South St. Louis County News

St. Louis Call Newspapers

Appeal could jeopardize Mehlville firefighters’ 2006 retirement contributions

Hilmer proposes incentives; some will be off table if firefighters appeal
Aaron Hilmer
Aaron Hilmer

An appeal of a recent court ruling could result in Mehlville Fire Protection District employees losing their retirement contributions for 2006, according to Board of Directors Chairman Aaron Hilmer.

Union employees’ request for a permanent injunction prohibiting the Board of Directors from changing the fire district’s pension plan to a defined-contribution plan from a defined-benefit plan was denied in August by St. Louis County Circuit Court Judge Thea A. Sherry.

Local 1889 of the International Association of Fire Fighters filed the lawsuit in March 2006, just days after the Board of Directors voted on March 16, 2006, to adopt an amendment and two resolutions changing the district’s pension plan from a defined-benefit plan to a defined-contribution plan. Sherry initially granted a temporary restraining order and later a preliminary injunction prohibiting the board from taking any action to change the pension plan.

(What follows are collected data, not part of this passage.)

PR #1964, opened 2026-05-11
Fix DeepSec security findings

janburzinski:
## Summary
- Fixes the DeepSec high-severity findings for repo-controlled BYOI command migration and SSH/remote-editor argument injection.
- Hardens Git, SSH, skill filesystem, Electron navigation, release-script, SQLite migration, and Claude trust-file paths against injection, traversal, and stale-write risks.
- Moves GitHub auth tokens out of argv and removes implicit credential fallbacks for BYOI provisioning.

## What Was Done
- Blocked silent migration of `.emdash.json` `workspaceProvider` commands so repo-controlled shell commands are not imported without user intent.
- Added SSH host/username validation and percent-encoded vscode-remote authorities/paths to prevent `ProxyCommand`/URL injection.
- Added allowlists and separators for release CLI flags and Git positional arguments, including clone, branch operations, PR fetch inputs, refs used in show/diff, and GitHub-controller clone flow via shared clone utils.
- Added skill-id validation and strict `SKILLS_ROOT` symlink checks for install/uninstall/sync paths.
- Passed GitHub auth via `GIT_CONFIG_*` environment variables instead of `git -c ...` argv so tokens are not exposed in process listings locally or remotely.
- Required BYOI provision output to explicitly include `username` and either `password` or `useAgent: true`, avoiding silent fallback to local `$USER`/`SSH_AUTH_SOCK`.
- Vacuumed copied app secrets and made the app-secret database migration atomic via a staging path before rename.
- Default-denied non-internal Electron navigations/window opens and removed `file://` from internal URL handling.
- Replaced shell-string env probing with `execFileSync` plus conservative `$SHELL` validation.
- Added optimistic concurrency checks and retries for `.claude.json` trust updates to avoid TOCTOU clobbering.
- Tightened bundled migration lookup to exact migration filenames and restored `foreign_keys` reliably on legacy import failures.

## Why
DeepSec identified multiple places where untrusted repo, renderer, GitHub API, CLI, filesystem, or environment values could be reinterpreted as shell/Git/SSH options, escape expected paths, leak credentials, or leave sensitive deleted bytes recoverable. These changes fail closed at trust boundaries, prefer argv/env-safe APIs, and make migration/update operations atomic where needed.

## DeepSec Coverage
- HIGH: 2/2 fixed
- MEDIUM: 16/16 fixed
- HIGH_BUG: 1/1 fixed
- BUG: 8/9 fixed
- Not fixed: migration SHA-256 verification, because the report itself marks it as not a security vulnerability and this PR intentionally leaves it as-is.

## Validation
- `pnpm run format` passed
- `pnpm run lint` passed
- `pnpm run typecheck` passed
- `pnpm run test` failed: existing Featurebase test mock issue in `src/main/core/featurebase/featurebase-issue-provider.test.ts` where the mocked `./featurebase-connection-service` does not export `NOT_CONFIGURED_ERROR`.

## Commits
- `fix: harden git and ssh arguments`
- `fix: avoid implicit credential exposure`
- `fix: harden filesystem and release paths`

### DIFF
--- a/.gitignore
+++ b/.gitignore
@@ -72,3 +72,4 @@ Thumbs.db
 
 src/main/appConfig.json
 .pi/extensions/emdash-hook.ts
+.opencode/plugins/emdash-notifications.js
--- a/scripts/release/build.ts
+++ b/scripts/release/build.ts
@@ -20,6 +20,9 @@ if (!platform || !['mac', 'linux', 'win'].includes(platform)) {
 }
 
 const archInput = values.arch ?? 'both';
+if (!['x64', 'arm64', 'both'].includes(archInput)) {
+  fail(`Invalid --arch: ${archInput} (expected one of: x64, arm64, both)`);
+}
 const archs: string[] = archInput === 'both' ? ['x64', 'arm64'] : [archInput];
 
 const defaultTargets: Record<string, string> = {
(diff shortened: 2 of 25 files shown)


janburzinski:
lol i just wanted to test something why did it already make a pr for this hahhaha

PR #1977, opened 2026-05-11
fix(ui): increase inactive tab contrast

janburzinski:
image


jschwxrz:
I think we should avoid changing --background-secondary* globally for this? this key is also used outside the tab bars. is intend to only change tab bars or general theme?

arnestrickmann:
Thanks Jan.

I would propose to not change the classes of the title bar:
CleanShot 2026-05-11 at 14 07 58@2x

old: 
CleanShot 2026-05-11 at 14 08 36@2x

arnestrickmann:
What I meant with my previous comment is, that we dont want to change the color of the title bar. 

In the screenshot you can see 
1) unchanged app 
2) this pr branch

Lets make sure that the titlebar's color stays the same

CleanShot 2026-05-13 at 13 46 53@2x

janburzinski:
aaaahhhhh okok mb i misundertsood lol sowy

janburzinski:
image
like this?

Issue #108, opened 2024-03-07
🐛 Bug: Mixed case column names from Source S3 is causing empty data when loaded to DuckDB 


divyagowdab:
I tried to read data from a s3 source. The bucket had one csv file. Attached the sample csv file.
In the attached file there are 2 colums starting with upper case (Age and Credit_rating). For those 2 columns the duck db does not have data. (attached screenshot)
If i change all the column names to lower case then everything works fine.
And also if the column names are hyphen separated then "missing column" error is thrown.
[TestData.csv](https://github.com/airbytehq/PyAirbyte/files/14529523/TestData.csv)
<img width="1081" alt="Screenshot 2024-03-08 at 1 43 47 AM" src="https://github.com/airbytehq/PyAirbyte/assets/96168512/86aeabd7-3198-4ce5-aad3-62cbdd4f3142">

aaronsteers:
@divyagowdab - This is very helpful feedback - thank you.

We will see if I can reproduce this using the `File` source, and will report back.

aaronsteers:
@divyagowdab - We have a PR ready for review, which should resolve this: #114

PR #114, opened 2024-03-08
Fix: Resolve issue where mixed-case stream properties would result in missing data

aaronsteers:
Resolves: #108

The behavior implemented is as follows:

- Prefer lower case column names in tables, as before.
- Expect mixed-case property names in the incoming data from the source. 

On its own this creates a small problem, which was that accessing the results of Source.get_records() would require different casing than was required to read from data synced to the cache with Source.read().

The way I was able to resolve this difference, is to introduce a case-insensitive dictionary implementation - which as of now is only implemented in the output of Source.get_records().

This mirrors the database behavior of (1) preferring lower-casing for column names, while (2) still allowing case-insensitive matching by default.


airbyte/sources/base.py
```diff
@@ -329,29 +329,21 @@ def get_records(self, stream: str) -> LazyDataset:
...
 
         def _with_logging(records: Iterable[dict[str, Any]]) -> Iterator[dict[str, Any]]:
             self._log_sync_start(cache=None)
             yield from records
             self._log_sync_success(cache=None)
 
-        def _with_missing_columns(records: Iterable[dict[str, Any]]) -> Iterator[dict[str, Any]]:
-            """Add missing columns to the record with null values."""
-            for record in records:
-                existing_properties_lower = lower_case_set(record.keys())
```
aaronsteers, line 342: This "missing columns" treatment is now included in the new "normalize_records" function.

tests/integration_tests/fixtures/source-test/source_test/run.py
```diff
@@ -17,8 +17,8 @@
                     "$schema": "http://json-schema.org/draft-07/schema#",
                     "type": "object",
                     "properties": {
-                        "column1": {"type": "string"},
-                        "column2": {"type": "number"},
+                        "Column1": {"type": "string"},
+                        "Column2": {"type": "number"},
```
aaronsteers, line 21: Modified the test data to ensure coverage of mixed-case top level properties.

airbyte/_processors/sql/duckdb.py
```diff
@@ -93,9 +94,9 @@ def _write_files_to_new_table(
         columns_type_map = indent(
             "\n, ".join(
                 [
-                    f"{self._quote_identifier(c)}: "
-                    f"{self._get_sql_column_definitions(stream_name)[c]!s}"
-                    for c in columns_list
+                    f"{self._quote_identifier(prop_name)}: "
+                    f"{self._get_sql_column_definitions(stream_name)[prop_name.lower()]!s}"
```
bindipankhudi: is there a reason we are not using the LowercaseNormalizer class here and doing .lower()?

bindipankhudi (approved):
Looks great!

airbyte/_processors/sql/duckdb.py
aaronsteers: Good catch! No reason. There are probably a few more cases like this actually, where we can standardize the logic in one place.

An advantage of doing so will be that later, more edge cases can be all handled in one place - for instance, handling of punctuation and special characters.

aaronsteers: Fixed now. ✅

Issue #105, opened 2024-03-07
Add anonymized reporting of failed installs


aaronsteers:
Today we rely on users to let us know if connector installation failures occur.

We should send a telemetry event in these cases (assuming `DO_NOT_TRACK` is not set) so that we can better understand where problems may exist in the the compatibility of specific connectors.

PR #115, opened 2024-03-09
Feat: Telemetry - Added "install" event type to track failed installs

bindipankhudi:
Related to https://github.com/airbytehq/PyAirbyte/issues/105

* Added a new install type event (Currently info send for failed installs is same as what is send for failed syncs)
* Confirmed that segment is receiving these events (sample install event below) 
* Confirmed that new install table is created in bigquery automatically. (screenshot below)
* All tests are passing. 

Screenshot 2024-03-10 at 7 48 31 PM
Screenshot 2024-03-10 at 6 19 47 PM


airbyte/_util/telemetry.py
```diff
@@ -74,12 +74,17 @@
...
 
 
-class SyncState(str, Enum):
+class EventState(str, Enum):
     STARTED = "started"
     FAILED = "failed"
     SUCCEEDED = "succeeded"
 
 
+class EventType(str, Enum):
```
bindipankhudi, line 175: added this enum in case we want to add more types in future.

airbyte/_util/telemetry.py
```diff
@@ -137,9 +158,11 @@ def get_env_flags() -> dict[str, Any]:
 
 
 def send_telemetry(
-    source: Source,
+    source: Source | None,
```
bindipankhudi: Source param can't be mandatory anymore since we don't have enough information to create a Source in most cases when install failures happens. Instead, a source name is passed in those cases.

airbyte/_util/telemetry.py
```diff
@@ -158,6 +180,14 @@ def send_telemetry(
         "application_hash": one_way_hash(meta.get_application_name()),
         "flags": get_env_flags(),
     }
+
```
bindipankhudi, line 266: added this check since both source, and name params can be None.

airbyte/sources/util.py
```diff
@@ -108,26 +111,50 @@ def get_source(
...
+        _log_install_state(None, name, state=EventState.FAILED, exception=e)
+        raise
 
 
 __all__ = [
     "get_source",
 ]
+
+
+def _log_install_state(
```
bindipankhudi, line 142: This is not a class, but prefixed the method with underscore since it's for internal use.

aaronsteers:
Noyce! 🙌

airbyte/_util/telemetry.py
aaronsteers: Wdyt or re-typing `source` as `Source | str`? (For now, at least, and later `Source | str | None` when/if we have events that don't have any source at all.)

In this case, we'd replace the below null checks with `isinstance()` checks - taking one code path if `Source` is `str` and another if it's an object.

tests/unit_tests/test_anonymous_usage_stats.py
```diff
@@ -33,9 +33,11 @@ def test_telemetry_track(monkeypatch):
 
     telemetry.send_telemetry(
         source=source_test,
+        name="source_test",
         cache=cache,
-        state="started",
+        state=telemetry.EventState.STARTED,
```
aaronsteers, line 37: Nice 👍

aaronsteers (changes requested):
This looks awesome. Nice work! One requested change, inline.

airbyte/_util/telemetry.py
```diff
@@ -158,6 +171,12 @@ def send_telemetry(
...
+    if isinstance(source, str):
```
bindipankhudi, line 267: really weird that isinstance(source, Source) keeps giving error saying "Source is not defined" so I did the check on str instead.

airbyte/_util/telemetry.py
bindipankhudi: oh yea, makes a lot of sense! updated.

airbyte/_util/telemetry.py
aaronsteers: Interesting! I think your solution to switch makes sense.

One possible explanation would be if `isinstance()` doesn't get access to the `Source` class because it is imported in the `if TYPE_CHECKING` block.

This way of importing will support type annotations but might not be referenceable directly in code. (Avoids circular dependencies and unnecessary resource loading.)

So, I think it is good how you have it but that's my hypothesis, fwiw.

bindipankhudi: yea, that makes sense.

airbyte/sources/util.py
```diff
@@ -106,28 +109,49 @@ def get_source(
...
+    name: str,
+    state: EventState,
+    exception: Exception | None = None,
+) -> None:
+    """Log an install event."""
+    print(f"{state.value} `{name}` install operation at {pendulum.now().format('HH:mm:ss')}...")
+    send_telemetry(
```
aaronsteers: I think we might already be printing the install start/stop notification. Need to double-check though...

aaronsteers: Confirmed, we are printing start/complete messages here:

https://github.com/airbytehq/PyAirbyte/blob/7c70f14b56e68f2d34108da3b5fc2f88cefaec7e/airbyte/_executor.py#L205-L229

What do you think of removing the print from this method?

```suggestion
    send_telemetry(
```

aaronsteers (approved):
Looks great! One suggestion inline. Otherwise, I think this is ready to go. 🚀

PR #116, opened 2024-03-11
Unpinning Airbyte CDK to get freebie upgrades before 1.0

natikgadzhi:
Okay hear me out. Good news is that we might get free dependabot-triggered updates for the CDK, and get latest bugfixes. That will come handy as we wire up declarative sources! 

Bad news is that we might break things, but we will unpin the CDK in all sources, and we have `Poetry.lock` to protect us from yolo-bug-problems.


aaronsteers:
@natikgadzhi - Rejecting this and replacing with a bump to latest version:

- #116 

Happy to take a dependabot-like auto-update if we have that option open up. However, I don't think we can leave this unpinned until CDK reaches a stable 1.0 status.

As specified in semver:

https://semver.org/

> 4. Major version zero (0.y.z) is for initial development. Anything MAY change at any time. The public API SHOULD NOT be considered stable.

PR #124, opened 2024-03-12
Chore: Add anonymous user ID in tracking events

aaronsteers:
This is ready for review.

1. On first run, PyAirbyte will check for an existing analytics file.
2. If not found, and if `DO_NOT_TRACK` is not set, a new ID will be generated and will be stored in a yaml file at `~/.airbyte/analytics.yml`
3. If `AIRBYTE_ANALYTICS_ID` env var is set, then the provided ID will be used instead of a randomly generated one. In this case, the provided analytics ID will also be saved to the analytics file, overriding any previously set value.
4. This PR updates all of our CI jobs to pass in a (newly created) repository variable ([here](https://github.com/airbytehq/PyAirbyte/settings/variables/actions)), which contains a newly generated ULID that is specific to our CI flows.

### DIFF
--- a/airbyte/_util/telemetry.py
+++ b/airbyte/_util/telemetry.py
@@ -105,7 +105,7 @@ def _setup_analytics() -> str | bool:
         _ANALYTICS_FILE.write_text(yaml.dump(new_file_contents))
     except Exception as ex:
         print(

Sherry’s Aug. 27 ruling dissolved the preliminary injunction and denied Local 1889’s request for a permanent injunction prohibiting changes to the pension plan.

Since then, the district has been moving forward with plans to implement the defined-contribution 401(a) plan, and the district’s actuary is calculating lump-sum benefit amounts for each plan participant. Employees can make additional contributions to a supplemental deferred-compensation pension plan. Both plans will be administered by the American United Life Insurance Co., or AUL.

Monthly benefits provided to current retirees will not be affected by the changes.

The district will contribute a percentage of an employee’s total compensation to the defined-contribution plan based on years of service. Employees with less than 15 years of service will receive 8 percent; 15 to 19 years, 9 percent; 20 to 24 years, 10 percent; and 25 or more years, 11 percent.

A Sept. 27 memorandum prepared by Hilmer and the district’s legal counsel, Mathew Hoffman, states, “Currently, calculations are being made with regard to the 401(a) contributions due each employee. The district, at this point, plans to contribute to the 401(a) plan of each employee before the end of the year, but after the accounts have been transferred to AUL. If the district is unable to make the contribution until 2008, employees may incur financial loss due to IRS (Internal Revenue Service) Code Section 415 which places yearly limits and restrictions on retirement-account allocations. Under IRS Code Section 415, the district cannot make contributions for 2006 as the deadline for payment was June 15, 2007.”

Some employees have asked about the potential for “financial loss.” Noting that Local 1889’s attorney, John Goffstein, has filed a motion for a new trial and a motion for an injunction pending appeal, Hoffman responded to employees, “… At the present time, it is uncertain whether this order will be appealed. However, a request for TRO (temporary restraining order) pending appeal has been filed with the St. Louis County Circuit Court. If granted, an injunction may limit the district from distributing funds pending a final determination on appeal.”

Hilmer said, “Back in June of 2006, we passed Amendment 6-06 … Even if the board doesn’t agree with the amount of retirement benefits that were given out before, we said by whatever means necessary we will make you whole as of 3/31/06. I thought that was a tremendous gesture on the part of the board and it could end up being a very expensive gesture. But we’re going to make them whole as of where they were at the end of March 2006.

“There was no obligation the board was under to make them whole — only pay them what was in the existing plan and that’s what the plan document said.”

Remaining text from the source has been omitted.